**EXERCISE DETAILS**. Among the entries below, take the line with "- [x] Locked Transfer" and the line with "andrevmatos: Maybe it's", and output them and every line between them exactly, with nothing else.

Stored items

PR #185, opened 2019-06-18
Use typesafe-actions

andrevmatos:
Replace hand-made actions with [typesafe-actions](https://github.com/piotrwitek/typesafe-actions), which are more explicit, have better typechecking capabilities, allow defining actions in a single declaration therefore easing splitting actions between domain driven modules as well as easing complying with [flux-standard-action](https://github.com/redux-utilities/flux-standard-action) pattern
- [x] implement `typesafe-actions`
- [x] adapt tests
- [x] adapt dApp events

### DIFF
--- a/raiden/src/store/actions.ts
+++ b/raiden/src/store/actions.ts
@@ -1,526 +1,178 @@
-import { AnyAction } from 'redux';
 import { BigNumber } from 'ethers/utils';
+import { createStandardAction } from 'typesafe-actions';
+
 import { RaidenMatrixSetup } from './state';
+import { ChannelId } from './types';
+import { ShutdownReason } from '../constants';
 
-export enum RaidenActionType {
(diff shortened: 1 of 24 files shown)


raiden/src/store/actions.ts
```diff
@@ -1,526 +1,178 @@
...
-  type: RaidenActionType.CHANNEL_SETTLE_FAILED;
-  tokenNetwork: string;
-  partner: string;
-}
-
-export interface MatrixSetupAction extends RaidenAction {
-  type: RaidenActionType.MATRIX_SETUP;
+}>();
+
+export const newBlock = createStandardAction('newBlock')<{ blockNumber: number }>();
```
andrevmatos: Single-property action payloads could be the payload-type itself, but for always having an object there is good for consistency as well as using the property name also as a self-documenting constraint

PR #191, opened 2019-06-24
Implements message packing functionality

### LINKED ISSUE #179: Implement packing of messages
## Description

Implement packing for messages
- [x] Delivered
- [x] Processed
- [x] Secret Request 
- [ ] Reveal Secret 
- [x] Locked Transfer
- [x] Refund Transfer 
- [x] Unlock 
- [x] Lock Expired 

## Acceptance criteria
- All messages can be encoded and packed
- Tests are included
- Output of packed message is the same, that Raiden uses to sign

## Tasks
- [ ]

kelsos:
Closes #179

- All the packed hexes are taken from the python client for the same data.

### DIFF
--- a/raiden/tests/unit/pack.spec.ts
+++ b/raiden/tests/unit/pack.spec.ts
@@ -1,39 +1,71 @@
-import { LockedTransfer, packMessage } from 'raiden/messages';
+import { LockedTransfer, MessageType, packMessage, RefundTransfer } from 'raiden/messages';
+import { PositiveInt } from 'raiden/utils/types';
+import { BigNumber } from 'ethers/utils';
 
+/* eslint-disable @typescript-eslint/camelcase */
 describe('packMessage', () => {
   test('LockedTransfer', () => {
-    /* eslint-disable @typescript-eslint/camelcase */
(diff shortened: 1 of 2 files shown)


raiden/tests/unit/pack.spec.ts
```diff
@@ -0,0 +1,41 @@
+import { LockedTransfer, packMessage } from 'raiden/messages';
+
+describe('packMessage', () => {
+  test('LockedTransfer', () => {
+    /* eslint-disable @typescript-eslint/camelcase */
+    const message = {
```
andrevmatos: Maybe it's useful to anotate the type `message: LockedTransfer`, so we get a compile-type warning if structure changes, otherwise for tsc it's just an `object` which can have any schema, and the error will be captured only at test-time.

kelsos: I actually tried to do this but tsc would show errors be because it expected a `PositiveNumber` instead of a `number`. My guess would be that I would have to do something similar to the fold for every field. If you have any suggestion on how I would avoid doing this I would gladly accept it.

PR #193, opened 2019-06-25
Use branded types

andrevmatos:
Branded types allows us to have specific, refined types at compile time, while relying on the usual primitives at runtime, giving us even more type safety without hurting performance. This way, a variable of type `Address = HexString(20)` can't be assigned to a variable or function argument of type `Hash = HexString(32)`, even though both are `typeof string` at runtime, and the compile-time error would even give specific messages, saying e.g. the argument requires the size to be 32 bytes, and Address only has 20 bytes.
This pattern is very powerful and adds a lot of safety to the system. The drawback is the need to either validate or cast explicitly at the edges (receiving data from matrix, casting return types from 3rd-party libs, etc), but this makes it even more safe, as we then are required to acknowledge and accept data types coming from specific entrypoints.
Also, updated dependencies.


raiden/src/raiden.ts
```diff
@@ -375,11 +372,13 @@ export class Raiden {
    * @param address  Optional target address. If omitted, gets own balance
    * @returns  BigNumber containing address's token balance
    */
-  public async getTokenBalance(token: Address, address?: Address): Promise<BigNumber> {
+  public async getTokenBalance(token: string, address?: string): Promise<BigNumber> {
+    address = address || this.address;
+    if (!Address.is(address) || !Address.is(token)) throw new Error('Invalid address');
```
kelsos: nitpick: My only sligh objection here is that it is not too clear which address is invalid. Maybe in the future we can improve it to be more specific.

andrevmatos: It's not too much here to actually be used, the user is expected to handle a proper address every time. This line is just to ensure typescript knows the addresses are `Address` type/brand after this line. But yeah, I agree, this can improve later.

**EXERCISE RESULT**.
- [x] Locked Transfer
- [x] Refund Transfer 
- [x] Unlock 
- [x] Lock Expired 

## Acceptance criteria
- All messages can be encoded and packed
- Tests are included
- Output of packed message is the same, that Raiden uses to sign

## Tasks
- [ ]

kelsos:
Closes #179

- All the packed hexes are taken from the python client for the same data.

### DIFF
--- a/raiden/tests/unit/pack.spec.ts
+++ b/raiden/tests/unit/pack.spec.ts
@@ -1,39 +1,71 @@
-import { LockedTransfer, packMessage } from 'raiden/messages';
+import { LockedTransfer, MessageType, packMessage, RefundTransfer } from 'raiden/messages';
+import { PositiveInt } from 'raiden/utils/types';
+import { BigNumber } from 'ethers/utils';
 
+/* eslint-disable @typescript-eslint/camelcase */
 describe('packMessage', () => {
   test('LockedTransfer', () => {
-    /* eslint-disable @typescript-eslint/camelcase */
(diff shortened: 1 of 2 files shown)


raiden/tests/unit/pack.spec.ts
```diff
@@ -0,0 +1,41 @@
+import { LockedTransfer, packMessage } from 'raiden/messages';
+
+describe('packMessage', () => {
+  test('LockedTransfer', () => {
+    /* eslint-disable @typescript-eslint/camelcase */
+    const message = {
```
andrevmatos: Maybe it's useful to anotate the type `message: LockedTransfer`, so we get a compile-type warning if structure changes, otherwise for tsc it's just an `object` which can have any schema, and the error will be captured only at test-time.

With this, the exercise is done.